- **Problem requirements**
With nothing omitted, transcribe the entries exactly as written.

- **Source records**

PR #116, opened 2021-09-06
feat: show metadata api permissive

r4mmer:
# Acceptance Criteria

- [x] Use the new metadata api for tokens and transactions
- [x] Show token information as described on the metadata api
- [x] Show transaction information as described on the metadata api
- [x] Presentable, clear and clean display of information from metadata

# Transaction 

image

## Hover:

image

## Transaction from a banned token:

image

# Token

## Scam Token
image

## Verified Token
image

## Others
image


src/components/token/TokenMarkers.js
```diff
@@ -25,16 +25,26 @@ const TokenMarkers = (props) => {
...
 
   const bannedMarker = () => {
-    if (!token.banned) {
+    if (!token.meta || !token.meta.banned) {
       return null;
     }
+    let banIcon = (
+      <i className="fa fa-exclamation-triangle fa-lg text-danger" title="Banned"></i>
+    )
+    if (token.meta && token.meta.reason) {
```
pedroferreira1, line 34: Here you already know that you have `token.meta` because of the `if` above, right?

src/components/token/TokenMarkers.js
```diff
@@ -25,16 +25,26 @@ const TokenMarkers = (props) => {
...
+      banIcon = (
+        <div>
+        <i className="fa fa-exclamation-triangle fa-lg text-danger"></i>
```
pedroferreira1, line 37: Maybe add a tab here inside the `<div>` to improve indentation?

src/components/token/TokenMarkers.js
```diff
@@ -1,5 +1,5 @@
 import React, { useState, useEffect } from 'react';
-import { tokenBannedMessage } from '../../messages';
+// import { tokenBannedMessage } from '../../messages';
```
pedroferreira1, line 2: Why did you remove this? This message is important. We won't show only the metadata reason here. This message is yet to be decided because the wording is been decided with the legal team.

src/messages.js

- **Exercise answer**
PR #116, opened 2021-09-06
feat: show metadata api permissive

r4mmer:
# Acceptance Criteria

- [x] Use the new metadata api for tokens and transactions
- [x] Show token information as described on the metadata api
- [x] Show transaction information as described on the metadata api
- [x] Presentable, clear and clean display of information from metadata

# Transaction 

image

## Hover:

image

## Transaction from a banned token:

image

# Token

## Scam Token
image

## Verified Token
image

## Others
image


src/components/token/TokenMarkers.js
```diff
@@ -25,16 +25,26 @@ const TokenMarkers = (props) => {
...
 
   const bannedMarker = () => {
-    if (!token.banned) {
+    if (!token.meta || !token.meta.banned) {
       return null;
     }
+    let banIcon = (
+      <i className="fa fa-exclamation-triangle fa-lg text-danger" title="Banned"></i>
+    )
+    if (token.meta && token.meta.reason) {
```
pedroferreira1, line 34: Here you already know that you have `token.meta` because of the `if` above, right?

src/components/token/TokenMarkers.js
```diff
@@ -25,16 +25,26 @@ const TokenMarkers = (props) => {
...
+      banIcon = (
+        <div>
+        <i className="fa fa-exclamation-triangle fa-lg text-danger"></i>
```
pedroferreira1, line 37: Maybe add a tab here inside the `<div>` to improve indentation?

src/components/token/TokenMarkers.js
```diff
@@ -1,5 +1,5 @@
 import React, { useState, useEffect } from 'react';
-import { tokenBannedMessage } from '../../messages';
+// import { tokenBannedMessage } from '../../messages';
```
pedroferreira1, line 2: Why did you remove this? This message is important. We won't show only the metadata reason here. This message is yet to be decided because the wording is been decided with the legal team.

src/messages.js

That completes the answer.